中央研究院 Logo

【摘要】

Quantum computers have demonstrated superior computational power compared to classical computers in several problems. However, practical applications still require a significant scale-up of present quantum computers. This scaling can greatly benefit from improving quantum interconnects and achieving robust topological quantum computing. To tackle these outstanding challenges, I will show that how the symmetry design can guide us through the vast quantum realm to focus on the promising avenues, and how the synergy provides an effective feedback loop to accelerate new discoveries of quantum materials and devices. Specifically, I will first introduce a group of Weyl semimetals, where I unearthed new Weyl-driven quantum phenomena that emerge because of their unique symmetry property. Next, I will describe how I utilized 2D van der Waals Josephson junction devices as a new tool to characterize topological superconductors, unambiguously pinpointing their symmetry property that is vital to topological quantum computing.

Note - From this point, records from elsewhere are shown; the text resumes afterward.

PR #199, opened 2024-03-27
Fix show template selector when init a project with CLI

andresgutgon:
# What? 
Fix template selector not shown when creating a new project

### TODO
- [x] Fix show template selector when starting a project with CLI
- [x] Show server running URL when showing different version warning

image

image

### DIFF
--- a/packages/cli/src/commands/start/index.ts
+++ b/packages/cli/src/commands/start/index.ts
@@ -34,7 +34,7 @@ async function welcomeMessage() {
 export default async function startCommand({
   name,
   port,
-  template = TemplateUrl.default,
+  template,
   open = false,
 }: {
   open: boolean
@@ -66,6 +66,7 @@ export default async function startCommand({
     template: choosenTemplate,
     force,
   })) as string
+
   config.rootDir = rootDir
 
   await setupApp()
--- a/packages/cli/src/lib/telemetry/index.ts
+++ b/packages/cli/src/lib/telemetry/index.ts
@@ -14,9 +14,13 @@ type TelemetryConfig = {
   anonymousUserId: string | undefined
 }
 
+type TelemetryCredentials = {
+  clientKey: string
+  clientUrl: string
+}
 export class Telemetry {
   private static instance: Telemetry
-  private client: RudderAnalytics
+  private client: RudderAnalytics | undefined = undefined
   private initialized: boolean = false
 
   public static getInstance(): Telemetry {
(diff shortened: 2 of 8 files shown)


packages/cli/src/commands/start/index.ts
```diff
@@ -34,7 +34,7 @@ async function welcomeMessage() {
 export default async function startCommand({
   name,
   port,
-  template = TemplateUrl.default,
```
andresgutgon, line 37: Defaults are the evil 😅

packages/cli/src/lib/telemetry/index.ts
```diff
@@ -130,6 +138,20 @@ export class Telemetry {
   private get config(): TelemetryConfig {
     return configStore.get('telemetry')
   }
+
+  // TODO: Provision TELEMETRY_CLIENT_KEY and TELEMETRY_URL
+  // We don't want to use telemetry in development mode
+  // we will provision this for the published CLI
+  private get credentials(): TelemetryCredentials | undefined {
+    const clientKey = process.env.TELEMETRY_CLIENT_KEY ?? CLIENT_KEY
+    const clientUrl = process.env.TELEMETRY_URL ?? ANALYTICS_URL
```
andresgutgon, line 147: @geclos we are using Telemetry even when we develop in the monorepo. We need to provision these two env variables in GitHub to only enable telemetry when we release the CLI package. I'll do something similar with Sentry

packages/cli/tests/e2e/start.cjs
```diff
@@ -4,7 +4,15 @@ const { spawn, spawnSync } = require('child_process')
...
-spawnSync('node', [path.join(__dirname, '../../dist/cli.js'), 'telemetry', '--disable'])
+// Disable telemetry
+spawnSync(
+  'node',
+  [
+    path.join(__dirname, '../../dist/cli.js'),
+    'telemetry',
+    '--disable'
+  ]
+)
```
andresgutgon, line 15: Telemetry now has a good test coverage. Also with the env variables this won't be necessary. 

## When telemetry should be used
1. When developing the monorepo 🚫 
2. When running CI test or linter 🚫 
3. When publishing the CLI package in NPM ✅

csansoon (dismissed):

packages/cli/src/lib/telemetry/index.ts
geclos: create an issue please 😅 otherwise i won't remember

andresgutgon: [Done](https://github.com/latitude-dev/latitude/issues/207)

Moreover, by harnessing the multiferroicity that survives down to 2D quantum limit in a transition-metal halide, I engineered a stray-field-free 2D supercurrent diode with the device performance enhanced by two orders of magnitude and a potential for quantum interconnects. Finally, I will give a brief outlook and where my research can continue to advance quantum computing by discovering new quantum materials and devices.